* Exercise details
From the entries below, return only the lines starting at the one that contains "I can see the" and ending at the one that contains "[ENS](https://docs.ens.domains) (Ethereum Name", exactly as they stand.

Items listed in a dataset

..............................

PR #347, opened 2024-04-24
add `iroh-hashseq` codec

cameronfyfe:
This adds a codec for hash sequence blobs used by Iroh.

Docs describing hash sequence blobs: https://iroh.computer/docs/layers/blobs#collections


cameronfyfe:
Thanks for the quick response.

Yes, my mental map of the codec was mapping to `list<link>` with pre-defined hash/codec as you described.

I can see the argument for making it more general. What about just `blake3-hashseq`? I could see any variation of `{blake3|blake3-32|blake3-256}{hashseq|seq}` making sense but that's my first choice.

vmx:
`blake3-hashseq` sounds good to me. @rvagg what do you think?

rvagg (approved):
sgtm

vmx (approved):

PR #352, opened 2024-06-05
Add http-path

MarcoPolo:
The multicodec corollary to https://github.com/multiformats/multiaddr/pull/164

closes #324


rvagg (approved):
👌 nice to get this formalised

rvagg:
History here is that ipni introduced this originally as `httpath` and there's been a multi-year discussion about getting it formalised; I think ipni still uses `httpath` so may have to do some bridging to `http-path`.

We probably should ping @willscott and @gammazero about this I guess. It'll close the one I opened but was objected to @ https://github.com/multiformats/multicodec/pull/324

PR #353, opened 2024-06-10
Codecs for ENS Contenthash: URI [0xF2] and Data URL [0xF3]

adraffy:
[ENS](https://docs.ens.domains) (Ethereum Name Service) encodes [`contenthash()`](https://docs.ens.domains/ensip/7) using multicodec.  The purpose of a `contenthash()` is to describe the web contents for a corresponding ENS name.

Currently, ENS supports IPFS, IPNS, Swarm, Arweave, Onion, etc.  

Example using IPFS:
*  ENS: [`vitalik.eth`](https://app.ens.domains/vitalik.eth) 
*  ENS Web Gateway using Contenthash: [`https://vitalik.eth.limo/`](https://vitalik.eth.limo/) 
* `contenthash()` = `0xe30101701220484da2f7f497cac307e2026282263630b8dd4c448c3436470f5b850b432ba868` 
*  Decoded URL: [`ipfs://k2jmtxt5zh5vu5y8r7em2che3d4ghyftfr6h1yofdhibxai88k1wj5uw`](https://adraffy.github.io/cid.js/test/demo.html#0xe30101701220484da2f7f497cac307e2026282263630b8dd4c448c3436470f5b850b432ba868)
* `0xE3` correspond to multicodec `ipfs`, the following bytes are a CIDv0

We would like to support the following (2) new codecs:

* `0xF2` — **URI**
     * Encoded: `0xf268747470733a2f2f656e732e646f6d61696e732f`
     * Format: `<codec><url: utf8-string>`
     * Decoded URL: `https://ens.domains/` 
* `0xF3` — **Data URL**
     * Encoded: `0xf309746578742f68746d6c3c68746d6c3e68656c6c6f3c2f68746d6c3e`
     * Format: `<len(mime): uint8><mime: ascii-string><data: uint8[]>`
     * Decoded:
          * `mime` = `text/html` (9ch)
          * `data` = `<html>hello</html>` (encoding depends on mime)

### DIFF
--- a/table.csv
+++ b/table.csv
@@ -100,6 +100,8 @@ bls12_381-g1g2-pub,             key,            0xee,           draft,      BLS1
 sr25519-pub,                    key,            0xef,           draft,      Sr25519 public key
 dash-block,                     ipld,           0xf0,           draft,      Dash Block
 dash-tx,                        ipld,           0xf1,           draft,      Dash Tx
+uri,                            namespace,      0xf2,           draft,      URI: <url: utf8-string>
+data-url,                       data,           0xf3,           draft,      data URL: <len(mime): uint8><mime: ascii-string><data: uint8[]>
 swarm-manifest,                 ipld,           0xfa,           draft,      Swarm Manifest
 swarm-feed,                     ipld,           0xfb,           draft,      Swarm Feed
 beeson,                         ipld,           0xfc,           draft,      Swarm BeeSon


rvagg:
I think this seems reasonable, though novel. I'm not so sure about introducing a new tag, `data` for this though. Would `namespace` as well for that be OK? Even that doesn't map super cleanly onto what you're doing here.

Do you think you'll want more of these into the future? I wonder if we can't figure out a better tag whether this should just be an entirely new classification.

@vmx, what do you think?

vmx:
I wonder if URI could use a Multiaddress instead. Would that be an option (I know to little about the Eth/ENS ecosystem).

adraffy:
`namespace` works.  I'd be happy to change it to whatever you suggest.

IMO, the closest codec is `json` which oddly uses tag `ipld`.

I picked `data` as unlike most codecs, `data-uri` is both a codec and the data itself. 

---

I think `multiaddr` for `uri` suggests too much internal encoding, as we want something maximally general (a literal UTF-8 string) where the content is ultimately validated by the client (since URL standards are ever-evolving)

vmx:
> I think `tag:multiaddr` for `uri` suggests too much internal encoding, as we want something maximally general (a literal UTF-8 string) where the content is ultimately validated by the client (since URL standards are ever-evolving)

Keeping it simple makes sense.

aschmahmann:
IIUC this is related to https://discuss.ens.domains/t/draft-ensip-17-datauri-format-in-contenthash/18048/28 and https://github.com/ensdomains/docs/pull/165.

Apologies for the long text, I'm going to be OOO for a couple days and wanted to make sure to leave some context. cc @lidel who has been involved in the ENS work and interop here since long before me 😅.

TLDR:
- As per usual, unless a codec makes very little sense, is duplicative, or seems to trivially open the door for a whole bunch more codecs I'm generally +1 on applications - although sometimes I recommend moving to a higher byte range in the table 
- DataURL in particular seems like something the ENS and IPFS communities could work on, if the mime-type issue is causing them big enough problems that identity raw CIDs are insufficient then it seems like that'll happen for data that's too big to reasonably use a DataURL for.

Some thoughts:

## URI

> I wonder if URI could use a Multiaddress instead

Probably not multiaddress itself, but harmonization with something like multipath https://github.com/multiformats/multiformats/pull/55 would likely make this work and be pretty sensible. It would likely also let us use the `0x2f` as an escape hatch for people generally wanting to use/experiment with strings rather than code numbers which is what this roughly does (otherwise, the codes like for http could potentially be used instead).

FWIW libp2p has recently proposed going the other way as well (i.e. representing multiaddrs as URIs https://github.com/multiformats/multiaddr/pull/171).

I don't in principle have an objection to a URI based namespace, the two byte range is probably fine although URIs could probably tolerate even three due to the size of the data.

Perhaps more of an ENS-related comment, but want to call out:
1. There is some redundancy here because for any namespace (IPFS, Swarm, etc.) you could encode under the URI namespace or under their individual namespace. Not necessarily a big issue here, but certainly a change implementations will need to take care of
2. Related to ^ it seems like this could have always been the case, I'm not sure the historical context here but probably worth validating with folks who did this in earlier rounds that this makes sense. Totally fair + reasonable to say we want to save some bytes with known namespaces and then have the utf-8 URI escape hatch (although I don't know if "contenthash" is a reasonable name for this kind of thing 🙃).

## Data URL

Seems fine, although maybe the three byte range (along with arweave, skynet, etc.) makes more sense here given these will likely be larger anyhow.

A few comments / thoughts:
1. Given the above technically this already works as a Data URI, right https://developer.mozilla.org/en-US/docs/Web/HTTP/Basics_of_HTTP/Data_URLs, right? If so, I assume the idea is to preserve space by not needing to do base64 encoding.
2. While saving some bytes here seems fine. This seems non-optimal in that it both isn't as compact as it could be (e.g. mime types are still expressed in text), not flexible enough to include any other metadata, and we couldn't work around it within the existing namespaces (the URI namespace adds a sort of escape hatch here as long as you assume names won't collide).
  - In my bias as someone who works on the IPFS project IMO this could've/should've been resolved by having the tooling for this either in IPFS (either in UnixFS, CID, or another IPLD format), and this seems like as good a time as any to resolve it independently of what happens in this PR (although it may justify bumping to 3 bytes)
     - A CID with the identity multihash and raw codec (or sometimes codecs like JSON or CBOR) would've been sufficient except for the need of a mimetype
     - Technically this could be resolved in a few different ways, one is https://github.com/ipfs/specs/issues/257, note: the latest request here came from the ENS community as well so definitely seems like a good opportunity to chat anyhow
     - Given the very large number of ENS `contenthash` records that are IPFS-based this seems like something we could/should fix or the hack within ENS (whether in ENS or the "contenthash" namespace could fix either)
     - I understand this isn't really the place for an ENSIP comment and with my "multiformats hat" I don't have objection, but if you want to chat would definitely be happy to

..............................

* Solved problem
I can see the argument for making it more general. What about just `blake3-hashseq`? I could see any variation of `{blake3|blake3-32|blake3-256}{hashseq|seq}` making sense but that's my first choice.

vmx:
`blake3-hashseq` sounds good to me. @rvagg what do you think?

rvagg (approved):
sgtm

vmx (approved):

PR #352, opened 2024-06-05
Add http-path

MarcoPolo:
The multicodec corollary to https://github.com/multiformats/multiaddr/pull/164

closes #324


rvagg (approved):
👌 nice to get this formalised

rvagg:
History here is that ipni introduced this originally as `httpath` and there's been a multi-year discussion about getting it formalised; I think ipni still uses `httpath` so may have to do some bridging to `http-path`.

We probably should ping @willscott and @gammazero about this I guess. It'll close the one I opened but was objected to @ https://github.com/multiformats/multicodec/pull/324

PR #353, opened 2024-06-10
Codecs for ENS Contenthash: URI [0xF2] and Data URL [0xF3]

adraffy:
[ENS](https://docs.ens.domains) (Ethereum Name Service) encodes [`contenthash()`](https://docs.ens.domains/ensip/7) using multicodec.  The purpose of a `contenthash()` is to describe the web contents for a corresponding ENS name.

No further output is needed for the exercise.